[Work to complete] Filter the entries below, keeping only lines with the word "ipynb".

── Input material

PR #280, opened 2025-04-11
Allow adding contents from outside the Sphinx source directory

### LINKED ISSUE #261: jupyterlite_contents paths not picked up if run from outside of app.srcdir
When the top build command is run outside of Sphinx' `srcdir` (which is the case when buliding from Jupyterbook for instance) the following happens:

1. [`jupyterlite_contents` path are expanded with glob using the cwd as root](https://github.com/jupyterlite/jupyterlite-sphinx/blob/42a9b1c479cc89f60057d0292c42f5d63445caa6/jupyterlite_sphinx/jupyterlite_sphinx.py#L992). This means that paths that don't exist after expansion are removed from the list.
2. [`jupyter lite build` is invoked](https://github.com/jupyterlite/jupyterlite-sphinx/blob/42a9b1c479cc89f60057d0292c42f5d63445caa6/jupyterlite_sphinx/jupyterlite_sphinx.py#L1050) using `app.srcdir` as cwd.

So say I have the following structure

```text
repo
└── book
    ├── conf.py
    └── notebooks
        └── nb.ipynb
```

To build the book, I have to run Jupyterbook in `repo` and I want `notebooks/` to be in `jupyterlite_contents`.

- If I set `jupyterlite_contents = ["book/notebooks"]`, `glob` in 1. will be able to find it since for glob, the root dir is `repo`, but when `jupyter lite build` runs in 2., since its cwd is `book`, it won't find `book/notebooks` and the build will fail.
- If I set `jupyterlite_contents = ["notebooks"]` instead, `glob` in 1. won't find it, sot it will silently remove it from the list. The build will succeed but the `notebook` won't be picked up.

Either way, I can't get `notebook` in my build if it's not run from `app.srcdir`.

A simple fix would be to set `glob`'s `rootdir` parameter to `src.appdir`. It would still allow adding paths outside of the appdir using `..`. I can send a PR as soon as I have you go, or as soon as we figure out another solution if this one doesn't work, as I am **very** interested in having this fixed :-)

agriyakhetarpal:
### Description

This PR allows the `jupyterlite_contents` configuration option to pick up contents from `app.srcdir`, i.e., to add notebooks outside `docs/` or `docs/source/`. For example, it can be used to include a directory from outside the docs, say, in an `examples/` folder that's in the repository's root folder (a pattern that's often the convention in the structure of a Python package) or any other path on their machine.

Support for including paths inside the srcdir and for glob patterns is retained.

Therefore, users may now specify the following in `conf.py`

```py
jupyterlite_contents = [
  "./custom_contents/",
  "../my_example_dir/**",
  "../my_other_example_dir/**",
  "/Users/username/absolute/path/to/notebook.ipynb",
]
```

and so on, or absolute paths on their machine if they wish to.

<hr>

Closes #261
This also came up in statsmodels/statsmodels#9536

### DIFF
--- a/.pre-commit-config.yaml
+++ b/.pre-commit-config.yaml
@@ -6,7 +6,7 @@ repos:
     types_or: [css, javascript]
 - repo: https://github.com/astral-sh/ruff-pre-commit
   # Ruff version.
-  rev: v0.11.4
+  rev: v0.11.7
   hooks:
     # Run the linter.
     - id: ruff
--- a/docs/directives/try_examples.md
+++ b/docs/directives/try_examples.md
@@ -195,7 +195,7 @@ if needed. Adding the comment
 
 
 ```rst
-..! disable_try_examples`
+.. disable_try_examples
 ```
 
 as the first non-empty line under
--- a/jupyterlite_sphinx/_try_examples.py
+++ b/jupyterlite_sphinx/_try_examples.py
@@ -339,7 +339,7 @@ def insert_try_examples_directive(lines, **options):
     """Adds try_examples directive to Examples section of a docstring.
 
     Hack to allow for a config option to enable try_examples functionality
-    in all Examples sections (unless a comment "..! disable_try_examples" is
+    in all Examples sections (unless a comment ".. disable_try_examples" is
     added explicitly after the section header.)
 
 
@@ -354,7 +354,7 @@ def insert_try_examples_directive(lines, **options):
     list of str
         Updated version of the input docstring which has a try_examples directive
         inserted in the Examples section (if one exists) with all Examples content
-        indented beneath it. Does nothing if the comment "..! disable_try_examples"
+        indented beneath it. Does nothing if the comment ".. disable_try_examples"
         is included at the top of the Examples section. Also a no-op if the
         try_examples directive is already included.
     """
@@ -375,8 +375,8 @@ def insert_try_examples_directive(lines, **options):
         # Examples section had no content, no need to insert directive.
         return lines[:]
 
-    # Check for the "..! disable_try_examples" comment.
-    if lines[left_index].strip() == "..! disable_try_examples::":
+    # Check for the ".. disable_try_examples" comment.
+    if lines[left_index].strip() == ".. disable_try_examples":
         # If so, do not insert directive.
         return lines[:]
 


jupyterlite_sphinx/jupyterlite_sphinx.py
```diff
@@ -990,15 +989,38 @@ def jupyterlite_build(app: Sphinx, error):
...
+            pattern_path = Path(pattern)
+
+            if pattern_path.is_absolute():
+                base_path = pattern_path.parent
+                glob_pattern = pattern_path.name
+            else:
+                # For relative paths, we'll resolve them relative
+                # to app.srcdir
+                base_path = Path(app.srcdir) / pattern_path.parent
+                glob_pattern = pattern_path.name
```
steppi, line 1003:
```suggestion
            base_path = pattern_path.parent if pattern_path.is_abolute() else Path(app.srcdir) / pattern_path.parent
            glob_pattern = pattern_path.name
```

`glob_pattern` is being set to the same thing regardless of which branch is taken, so it can be moved out of the `if-else` block.

jupyterlite_sphinx/jupyterlite_sphinx.py
```diff
@@ -990,15 +989,38 @@ def jupyterlite_build(app: Sphinx, error):
...
+
+            if any(c in str(glob_pattern) for c in "*?[]"):
+                matched_paths = list(base_path.glob(glob_pattern))
+            else:
+                full_path = base_path / glob_pattern
+                matched_paths = [full_path] if full_path.exists() else []
```
steppi, line 1009:
```suggestion
            matched_paths = base_path.glob(glob_pattern)
```

I'm not sure its worth adding all of these extra lines just to avoid calling `glob` when there are no special characters in the pattern. I can't imagine it makes any appreciable difference in runtime. Also, you don't need to convert it into a list because you're just going to iterate through it later anyway.

jupyterlite_sphinx/jupyterlite_sphinx.py
```diff
@@ -990,15 +989,38 @@ def jupyterlite_build(app: Sphinx, error):
...
+                # We need to provide paths that will work when the command runs
+                # with cwd=app.srcdir. So, we compute the relative path from
+                # app.srcdir to each match
+                if match_path.is_absolute():
+                    rel_path = str(match_path)
+                else:
+                    try:
+                        rel_path = str(match_path.relative_to(Path(app.srcdir)))
+                    except ValueError:
+                        rel_path = str(match_path.absolute())
```
steppi, line 1021: I'm don't understand what's happening here. Can you walk me through it? If `match_path` is absolute, how can it be the correct relative path from `app.srcdir`, or are the above comment and variable name `rel_path` both out of date? Also, what situations do you expect to lead to a `ValueError` error here, and is the right thing to do in that case really to convert `match_path` to an absolute path.

steppi (changes requested):
I had a couple minor comments about simplifying the conditional logic.

There's one block of code that I'm having trouble understanding, possibly because the comment is out of date.

jupyterlite_sphinx/jupyterlite_sphinx.py
agriyakhetarpal: I think the variable name is confusing; I should have used something like `final_path` or `contents_path` instead of `rel_path`. I'll switch.

The only scenario where the `except ValueError:` branch would be necessary is if _somehow_ `match_path` is both not absolute AND not within the Sphinx source directory tree, which seems unlikely to happen given how we construct the paths – my oversight! I don't think we need to branch out for that.

At the moment, the only use case is to allow adding contents from outside `app.srcdir`, whether absolute or relative, and the vast majority users would use relative paths if inside `app.srcdir` anyway.

steppi (approved):
Thanks @agriyakhetarpal. This looks good to me now.

PR #292, opened 2025-05-08
Fix `IndexError`s when the "Examples" is the last section in a docstring

### LINKED ISSUE #291: `try_examples` fails if the examples sections is last
## Description

When building the sphinx documentation with `sphinx.ext.napoleon` and if `Examples` is the last section, `try_examples` appears exceed the number of lines in the docstring:
https://github.com/jupyterlite/jupyterlite-sphinx/blob/d2a34cb0bc8a8d95263b4b1329a82f801440021f/jupyterlite_sphinx/_try_examples.py#L390-L400

If there's no section pattern before the end of the docstring, `right_index` will be `len(lines)` in line 394, causing the `__getitem__` call to fail with an `IndexError`. Since the check in line 394 appears to be checking for a special section pattern, it should be fine to just skip the entire block by prepending `right_index < len(lines)` to the condition. However, that means that `new_lines` will contain a artificial trailing empty lines, so that would most likely have to be trimmed.

## Reproduce

`conf.py`:
```python
# Configuration file for the Sphinx documentation builder.
#
# For the full list of built-in configuration values, see the documentation:
# https://www.sphinx-doc.org/en/master/usage/configuration.html

# -- Project information -----------------------------------------------------
# https://www.sphinx-doc.org/en/master/usage/configuration.html#project-information

project = 'test'
copyright = '2025, testing'
author = 'testing'

import os
import sys

sys.path.insert(0, os.path.abspath("."))

# -- General configuration ---------------------------------------------------
# https://www.sphinx-doc.org/en/master/usage/configuration.html#general-configuration

extensions = ["jupyterlite_sphinx", "sphinx.ext.autosummary", "sphinx.ext.napoleon"]

templates_path = ['_templates']
exclude_patterns = ['_build', 'Thumbs.db', '.DS_Store']

global_enable_try_examples = True



# -- Options for HTML output -------------------------------------------------
# https://www.sphinx-doc.org/en/master/usage/configuration.html#options-for-html-output

html_theme = 'alabaster'
html_static_path = ['_static']
```

`example.py`
```python
#!/usr/bin/env python3

def test(a):
    """
    Parameters
    ----------
    a : int
        first value

    Examples
    --------
    >>> test(1)
    3
    """

    return a * 2 + 1
```

`index.rst`:
```rst
Welcome to test's documentation!
================================

.. toctree::
   :maxdepth: 2
   :caption: Contents:

.. autosummary::
   :toctree: generated/

   example.test
```
## Expected behavior

No error.

## Context

ubuntu                   24.04
python                    3.12.10         h9e4cc4f_0_cpython    conda-forge
jupyterlite-sphinx        0.20.0             pyhd8ed1ab_0    conda-forge

agriyakhetarpal:
This PR closes #291, it fixes an `IndexError` that occurs when processing docstrings where the Examples section is the last section in a docstring when using `sphinx.ext.napoleon`. I've added bounds checking to prevent accessing indices beyond the end of the lines list in the `insert_try_examples_directive` function.

### DIFF
--- a/jupyterlite_sphinx/_try_examples.py
+++ b/jupyterlite_sphinx/_try_examples.py
@@ -408,11 +408,10 @@ def insert_try_examples_directive(lines, **options):
         + [f"    :{key}: {value}" for key, value in options.items()]
         + [""]
         + ["    " + line for line in lines[left_index:right_index]]
-        + [""]
     )
 
     # Append the remainder of the docstring, if there is any
     if right_index < len(lines):
-        new_lines += lines[right_index:]
+        new_lines += [""] + lines[right_index:]
 
     return new_lines
--- a/jupyterlite_sphinx/_try_examples.py
+++ b/jupyterlite_sphinx/_try_examples.py
@@ -391,12 +391,14 @@ def insert_try_examples_directive(lines, **options):
         lines[right_index]
     ):
         right_index += 1
-    if "!! processed by numpydoc !!" in lines[right_index]:
+
+    # Check if we've reached the end of the docstring
+    if right_index < len(lines) and "!! processed by numpydoc !!" in lines[right_index]:
         # Sometimes the .. appears on an earlier line than !! processed by numpydoc !!
         if not re.search(
             r"\.\.\s+\!\! processed by numpy doc \!\!", lines[right_index]
         ):
-            while lines[right_index].strip() != "..":
+            while right_index > 0 and lines[right_index].strip() != "..":
                 right_index -= 1
 
     # Add the ".. try_examples::" directive and indent the content of the Examples section
@@ -407,7 +409,10 @@ def insert_try_examples_directive(lines, **options):
         + [""]
         + ["    " + line for line in lines[left_index:right_index]]
         + [""]
-        + lines[right_index:]
     )
+
+    # Append the remainder of the docstring, if there is any
+    if right_index < len(lines):
+        new_lines += lines[right_index:]
 
     return new_lines


jupyterlite_sphinx/_try_examples.py
```diff
@@ -407,7 +409,10 @@ def insert_try_examples_directive(lines, **options):
         + [""]
         + ["    " + line for line in lines[left_index:right_index]]
         + [""]
-        + lines[right_index:]
     )
 
+    # Append the remainder of the docstring, if there is any
+    if right_index < len(lines):
+        new_lines += lines[right_index:]
```
keewis, line 416: should this also include the empty line you're appending, i.e.:
```suggestion
    # Append the remainder of the docstring, if there is any
    if right_index < len(lines):
        new_lines += [""] + lines[right_index:]
```
(and remove the one above, at the end of the construction of `new_lines`)

agriyakhetarpal: Ah, makes sense to me!

agriyakhetarpal:
The errors look unrelated, and I think GitHub has degraded performance at the moment – we should be fine.

agriyakhetarpal:
Okay, the error is apparently on pre-commit.ci's side; we should be good to go here as the RTD build is working.

jupyterlite_sphinx/_try_examples.py
```diff
@@ -406,8 +408,10 @@ def insert_try_examples_directive(lines, **options):
         + [f"    :{key}: {value}" for key, value in options.items()]
         + [""]
         + ["    " + line for line in lines[left_index:right_index]]
-        + [""]
-        + lines[right_index:]
     )
 
+    # Append the remainder of the docstring, if there is any
+    if right_index < len(lines):
```
steppi, line 414: To make sure I understand correctly, this condition will be False in the case where the example section is last and there is no emptyline after it. The check keeps `jupyterlite_sphinx` from inserting an emptyline at the end in this case. If so, that sounds reasonable.

steppi (approved):
Looks good @agriyakhetarpal, thanks for fixing this.

agriyakhetarpal:
I still can't figure out what the issue with the check release job is, but it's not related, obviously, so we can debug it as a part of the release process.

agriyakhetarpal:
Thanks for the review!

PR #290, opened 2025-05-07
Add more REPL customisation features for JupyterLite 0.6.0 and later

agriyakhetarpal:
## Description

This PR closes #275; it adds the new REPL configuration options for the Replite directive from https://github.com/jupyterlite/jupyterlite/pull/1573 and associated documentation for these options. Like the previous addition via #245, these options are also configured via URL parameters and can be configured either globally or via a per-directive basis. Many of these options are in camelCase, and are converted to snake_case accordingly.

PR #299, opened 2025-06-03
Bump jupyterlite-core dependency

martinRenou:


jtpio:
A patch (`0.20.2`) sounds good since this change is about loosening the Python dependency.

There is https://github.com/jupyterlite/jupyterlite-sphinx/pull/290 related to the `0.6.0` update, but it can go in `0.21.0`.

martinRenou:
That's also what I had in mind 👍🏽 I'll go ahead and do it

PR #309, opened 2025-08-27
Add `jupyterlite_ignore_contents` config, mapping to `--ignore-contents` arg in JupyterLite build

mfisher87:
Resolves #308

PR #311, opened 2025-08-27
Run `black` at pre-commit time

mfisher87:
My PR #309 passed pre-commit checks, but failed when GitHub Actions ran `black --check`. Running `black` at pre-commit time is a bit less frictiony :)

I considered using Ruff for formatting, but Ruff and Black have, I believe, diverged slightly. I think switching CI + pre-commit to both use Ruff for formatting would be better done in a separate PR.

### DIFF
--- a/.github/workflows/check-release.yml
+++ b/.github/workflows/check-release.yml
@@ -5,8 +5,7 @@ on:
   pull_request:
 
 permissions:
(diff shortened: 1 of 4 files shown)


martinRenou (approved):
Thanks!

Issue #314, opened 2025-09-17
Bypass "select kernel" dialog


chrysn:
### Problem

The first interaction I have with a `replite` instance is always to select a kernel -- even if only one is installed, or when the page author already made a selection. This stops the reading and exercising flow.

### Proposed Solution

* If there is just one kernel available, use that.
* Allow the page author to specify the kernel.
  [edit, added:] There *is* a kernel configuration parameter as demo'd at <https://jupyterlite-sphinx.readthedocs.io/en/stable/directives/replite.html>, but it has no apparent effect there.

### Additional context

I'm looking into using [jupyterlite-sphinx for aiocoap's documentation](https://codeberg.org/aiocoap/aiocoap/pulls/23), which [currently](https://aiocoap.readthedocs.io/en/latest/guidedtour.html#a-request) has a lot of Python examples just in plain text, but I'd love to show off how the library works [well with Jupyter](https://aiocoap.readthedocs.io/en/latest/pyodide.html) already live to the user, possibly even making the guided tour fully exercisable in the browser.

chrysn:
It is supported in JupyterLite as a query parameter:

* No prompt: https://jupyterlite-pyodide-kernel.readthedocs.io/en/latest/_static/repl/index.html?kernel=python
* Same prompt: https://jupyterlite-pyodide-kernel.readthedocs.io/en/latest/_static/repl/index.html

For the concrete example of https://jupyterlite-sphinx.readthedocs.io/en/stable/directives/replite.html, maybe the documentation just has a wrong kernel value: Placing xpython rather than xeus-python in the argument seems to already do the right thing.

(Something that might be relevant to add upstream is to have some kernel=auto parameter, or if that's default, kernel=ask to explicitly show the popup, but probably this can be fixed in documentation by giving concrete values and examples for kernel.)

PR #316, opened 2025-09-19
doc: Explain repl's kernel parameter, fix value to avoid dialog

chrysn:
Closes: https://github.com/jupyterlite/jupyterlite-sphinx/issues/314

The current REPL examples all needlessly have the "select a kernel" dialog pop up, because the name given doesn't match the installed kernel. This PR fixes the names, and adds an explanation that mentions the dialog


martinRenou (approved):
Thanks!

PR #317, opened 2025-09-19
replite: Support `:showBanner: 0`

chrysn:
This adds support for hiding the REPL kernel's banner, which takes up quite a bit of screen real estate for xeus, and at least a line for pyodide. Hiding the banner is particularly desirable for documentation with many short REPL snippets.


martinRenou (approved):
Neat! Thanks

PR #333, opened 2026-02-24
Fix overflow for JupyterLite iframes when added by directives used inside PST admonitions

agriyakhetarpal:
This PR fixes the visual bug I identified in point 1 of https://github.com/jupyterlite/jupyterlite-sphinx/pull/290#issuecomment-3955068843 about the JupyterLite REPL (and other apps') iframes overflowing if they are part of admonitions. This is a hack right now and may or may not work with other themes, but we've never marketed official support of the extension for themes beyond the PST anyway.

Since #290 is not merged yet, I applied these changes on top of it locally, and the following screenshots showcase the difference/fix (please ignore the non-working iframe in the "After" image, that's not related):

| Before ( | After |
|--------|--------|
| image | image | 

<hr>

also cc: @Carreau for visibility; as this involves the PST


martinRenou (approved):
Thanks!

PR #280, opened 2021-11-30
Introduce categorization for new DSL

rebkwok:
This introduces the categorisation to the new DSL, along with some validatation of the category mapping.  It also requires adding the operator overrides for `PatientFrame`.


cohortextractor2/dsl.py
```diff
@@ -161,9 +169,109 @@ class PatientSeries:
     def __init__(self, value: Value):
         self.value = value
 
+    @staticmethod
+    def _get_other(other: Expression) -> Comparator | Value:
```
benbc, line 173: This pipe syntax is new in 3.10. Are we happy to only support that? It would be good if we can, but I suspect at least it means updating some dev environments.

cohortextractor2/dsl.py
```diff
@@ -161,9 +169,109 @@ class PatientSeries:
...
 
-def categorise(mapping: dict[str, Expression]) -> PatientSeries:
-    """Represents a switch statement."""
+    def __lt__(self, other: Expression) -> Comparator:
+        return self.value < self._get_other(other)
+
+    def __le__(self, other: Expression) -> Comparator:
+        return self.value <= self._get_other(other)
+
+    def __eq__(self, other: Expression) -> Comparator:  # type: ignore[override]
```
benbc, line 190: What's the reason for the ignore here? I feel we ought to be able to type this correctly.

cohortextractor2/dsl.py
```diff
@@ -161,9 +169,109 @@ class PatientSeries:
...
+        return ~self.value
+
+    def __repr__(self) -> str:
+        return f"PatientSeries(value={self.value})"
+
+
+Expression = Union[PatientSeries, Comparator]
+
+
+def categorise(mapping: dict[str, Expression], default: bool | None) -> PatientSeries:
```
benbc, line 212: I'd probably spell `bool | None` as `Optional[bool]`, which I think expresses the semantics more clearly.

benbc, line 212: The possibility of passing `None` for `default` isn't exercised in the tests. Do we mean to support it? If so, shouldn't we provide a default value for the argument of `None`, rather than expecting it to be passed explicitly?

cohortextractor2/dsl.py
```diff
@@ -161,9 +169,109 @@ class PatientSeries:
...
+    seen_values = set()
+    duplicates = set()
+    for key, value in mapping.items():
+        if not isinstance(value, (Comparator, PatientSeries)):
+            raise TypeError(
+                "Category values must be either a PatientSeries, or a "
+                "comparison expression involving a PatientSeries. "
+                f"Got '{value}' ({type(value)}) for category key '{key}'"
+            )
+        if repr(value) in seen_values:
```
benbc, line 264: Oh, ouch. I see why you've had to do this. Could we may be add a method for testing equality instead?

cohortextractor2/dsl.py
```diff
@@ -161,9 +169,109 @@ class PatientSeries:
...
+            duplicates.add(key)
+        seen_values.add(repr(value))
```
benbc, line 266: It seems a bit surprising to do one kind of checking as you go through and the other by iterating the results at the end.

benbc:
@inglesp Did you give any thought to including the default value in the mapping? It feels like that would make it easier to grok the definition -- but I do see that it is hard to have a really clean syntax for it. I guess I'd propose either the string `"default"` or a constant `Category.DEFAULT` as a value; neither ideal.

cohortextractor2/dsl.py
rebkwok: That's odd - `black` (I think) autoformatted it, but my local venv is 3.9

cohortextractor2/dsl.py
rebkwok: mypy complains because `__eq__` should return a bool in the thing it's overriding (object), and it says you shouldn't return a narrower return type than the thing being overridden

cohortextractor2/dsl.py
rebkwok: I did that, `black` changed it

rebkwok: Yes, that's an error,  it should default to `None`

cohortextractor2/dsl.py
rebkwok: I was thinking to report on all the duplicated values, but I guess it is more consistent with the other checks if it raises the error as soon as it encounters a duplicate

inglesp:
> @inglesp Did you give any thought to including the default value in the mapping?

We already support implicitly defaults, if the last value is `True`:

```
    age_categories = {
        "0-17": age < 18,
        "18-24": (age >= 18) & (age < 25),
        "25-34": (age >= 25) & (age < 35),
        "35-44": (age >= 35) & (age < 45),
        "45-54": (age >= 45) & (age < 55),
        "55-69": (age >= 55) & (age < 70),
        "70-79": (age >= 70) & (age < 80),
        "80+": age >= 80,
        "missing": True,
    }
```

But I thought it would be clearer if the default was explicitly provided as an argument to `.categorise()`.

However!  It occurs to me that we might want to make these dicts a first-class object (for instance, a user might want to categorise a number of variables in the same way) in which case the default belongs with the dict.  Using `Category.DEFAULT` (as an alias for `True`) makes sense to me here.

cohortextractor2/dsl.py
```diff
@@ -161,9 +169,73 @@ class PatientSeries:
...
         self.value = value
 
+    @staticmethod
+    def _get_other(other: Expression) -> bool | str | int | Value:
+        if isinstance(other, PatientSeries):
+            return other.value
+        return other
+
+    def __gt__(self, other: Expression) -> Comparator:
+        return self.value > self._get_other(other)
```
inglesp, line 179: I had expected that we would be returning a new `PatientSeries` here:

```
    def __gt__(self, other: Expression) -> PatientSeries:
        return type(self)(self.value > self._get_other(other))
```

This would allow us to do eg `(age >= 18) & (age < 25)` entirely with DSL objects, so that users never see QM objects.

cohortextractor2/dsl.py
benbc: Ooooh, I suppose it's because _all_ objects have `__eq__` defined. So we can get away with typing the other dunder methods "incorrectly" because we're not overriding anything. Python's really not build for being accurately typed, is it? Thanks. Any chance of a comment to explain?

cohortextractor2/dsl.py
benbc: Same as above, I suppose. I think that's a defect in Black, even if we were using 3.10.

cohortextractor2/dsl.py
benbc: :-) I think I'd actually do it the other way and defer both checks.

cohortextractor2/dsl.py
benbc: Oh! I missed that. Yes, I'm sure that's right. The ultimate query model shouldn't have support for syntactic niceties like operator overloading (and should be invisible to the study author).

cohortextractor2/dsl.py
rebkwok: Actually, it's `pyupgrade` that's changing it

cohortextractor2/dsl.py
rebkwok: Wasn't black, it was pyupgrade, and it's doing it because this file has `from __future__ import annotations` in it

cohortextractor2/dsl.py
rebkwok: Done :)

rebkwok:
@inglesp
> We already support implicitly defaults, if the last value is `True`
We don't now, because I implemented the validation in the ticket ("all values must be `PatientSeries`"), so it now has to be passed as an explicit argument to `categorise` - which is how `categorise` in the old DSL worked anyway.  It hadn't occurred to me that you could make the last value True to make an implicit default.  I think it's probably better for it to have to be explicit?

> However! It occurs to me that we might want to make these dicts a first-class object (for instance, a user might want to categorise a number of variables in the same way) in which case the default belongs with the dict. Using `Category.DEFAULT` (as an alias for `True`) makes sense to me here.

How would you envisage a first-class Category object being used to categorise different variables in the same way?  We could have a Catgeory that takes a PatientSeries variable and a mapping, but the mapping will reference the variable.  I think I'm missing something about what you mean here.

inglesp:
> We could have a Catgeory that takes a PatientSeries variable and a mapping, but the mapping will reference the variable. I think I'm missing something about what you mean here.

You're not missing anything, you're completely right, and I was talking rubbish.

cohortextractor2/dsl.py
```diff
@@ -158,12 +165,149 @@ class PatientSeries:
     variable.
     """
 
-    def __init__(self, value: Value):
+    def __init__(self, value: Value | Comparator):
         self.value = value
 
+    def is_comparator(self) -> bool:
```
benbc, line 171: It would be good to mark this as private by prefixing its name with an underscore. We need to be really careful about the surface we expose to study authors -- they shouldn't need to know this exists.

cohortextractor2/dsl.py
```diff
@@ -158,12 +165,149 @@ class PatientSeries:
...
+
+def raise_category_errors(errors):
+    """Recursively raise any category errors found"""
+    if not errors:
+        return
+    try:
+        next_category_error = errors.pop()
+        raise next_category_error
+    finally:
+        raise_category_errors(errors)
```
benbc, line 313: Is this a standard pattern for raising multiple exceptions in Python?

cohortextractor2/query_language.py
```diff
@@ -79,10 +79,31 @@ def __invert__(self):
...
+        return self._compare("__lt__", other)
+
+    def __le__(self, other):
+        return self._compare("__le__", other)
+
+    def __eq__(self, other):
+        return self._compare("__eq__", other)
+
+    def __ne__(self, other):
+        return self._compare("__ne__", other)
```
benbc, line 98: I don't understand what it means to carry about comparison operations on a comparator object. In my head a comparator effectively has a boolean type, so the logical operations implemented previously make sense, but these comparisons are surprising.

cohortextractor2/dsl.py
rebkwok: will do

cohortextractor2/query_language.py
rebkwok: You're right, it doesn't make sense to compare comparators (although you can compare boolean values with things, not that that makes any more sense really). 

I put this in to appease mypy, because if a `PatientSeries.value` can be either a `Value` or a `Comparator`, it complains if you try to do one of these operations on a `PatientSeries`.  I tried making a `ValueFromComparator` instead, so that a `PatientSeries` just takes a `Value` but then I just ran into the same issue further down the line, and it got more complicated.

An option might be to raise an exception if you try to use any of these methods?  So if you tried to do `(age == 20) < (age == 30)` in a mapping, it'll raise an exception because that's nonsense?

benbc: I really hope we don't have to add un-callable methods just to appease mypy. If it thinks they need to be there but we never call them then we must be lying to it somewhere. I don't know what else to suggest though, without having seen the details. Maybe we could look at this together tomorrow?

rebkwok: I added another commit that raises exceptions, which I think is better than letting them do nonsense things, but not ideal.  We don't call those methods, but we could.  We don't call them only because it doesn't make logical sense to call them, in the same way that it doesn't really make sense to say `(1 == 2) > 3` but python allows it (it's False, apparently).  And it's perfectly possible that a researcher might write something like that in error in a data definition, and it'd make more sense to tell them they couldn't do that than to let it pass without comment.

benbc (approved):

────

[Answer for the task]
        └── nb.ipynb
  "/Users/username/absolute/path/to/notebook.ipynb",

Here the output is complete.